Thanks for your help.



And there is more funny part to it - at least some data (a lot) is written properly. Though I can’t verify that since I don’t have a reference file for this huge dataset. But the important part is that the dataset is consistent and I can read it even when I kill the processes that were stuck on the file closure.

This is one of the datasets being written.
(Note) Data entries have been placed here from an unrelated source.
PR #1150, opened 2024-12-01
Use a constant frame rate (25 fps) in test/cube demo

Albrecht-S:
The old version was "synchronized" by calling Fl::check() in a loop which resulted in the highest speed possible on any platform.

It turned out that this was way too fast on the Wayland platform as `valerius` posted on IRC/Matrix on Nov 30, 2024. Citation: "anyone else notice the cube demo on Wayland is mega ultra hyper speed?".

I took the opportunity to change the demo to use a timer with a given frame rate (see constant 'FPS') to synchronize drawing. Note: the 'speed' slider is independent of the drawing frequency.

Finally this commit adds statistics output when the 'Stats / Exit' button is pressed like

  Iterations =  304, runtime = 12.167 sec, fps = 24.99, requested: 25

with the requested frame rate (default = 25) and allows the user to continue to see more statistics.

To do (very likely not in 1.4.x):
 1. integrate running statistics in the display
 2. make the desired frame rate variable at runtime (new slider)

### DIFF
--- a/test/cube.cxx
+++ b/test/cube.cxx
@@ -16,7 +16,18 @@
 //     https://www.fltk.org/bugs.php
 //
 
-#include <config.h>
+// Define 'HAVE_GL=1' on the compiler commandline to build this program
+// w/o 'config.h' (needs FLTK lib with GL).
+//   $ fltk-config --use-gl --compile cube.cxx -DHAVE_GL=1
+// Use '-DHAVE_GL=0' to build and test w/o OpenGL support.
+
+#ifndef HAVE_GL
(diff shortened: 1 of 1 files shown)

DATASET "image_cutouts_data" {
              H5T_STRING {
                 STRSIZE 64;
                 STRPAD H5T_STR_NULLPAD;
                 CSET H5T_CSET_UTF8;
                 CTYPE H5T_C_S1;
              } "ds_path";
              H5T_STD_I64LE "ds_slice_idx";
              H5T_STD_I32LE "x_min";
              H5T_STD_I32LE "x_max";
              H5T_STD_I32LE "y_min";
              H5T_STD_I32LE "y_max";
           DATASPACE  SIMPLE { ( 4851200, 200 ) / ( 4851200, 200 ) }
           STORAGE_LAYOUT {
              CHUNKED ( 100, 200 )
              SIZE 85381120000
           FILTERS {
           FILLVALUE {
           ALLOCATION_TIME {


Hi everybody, I solved it and will share it here for others who might find it helpful.

In the end, the issue was trivial - not all the workers made it to the file closure barrier, which is why the closure hung. So if you see similar symptoms, it can actually be as simple as that :).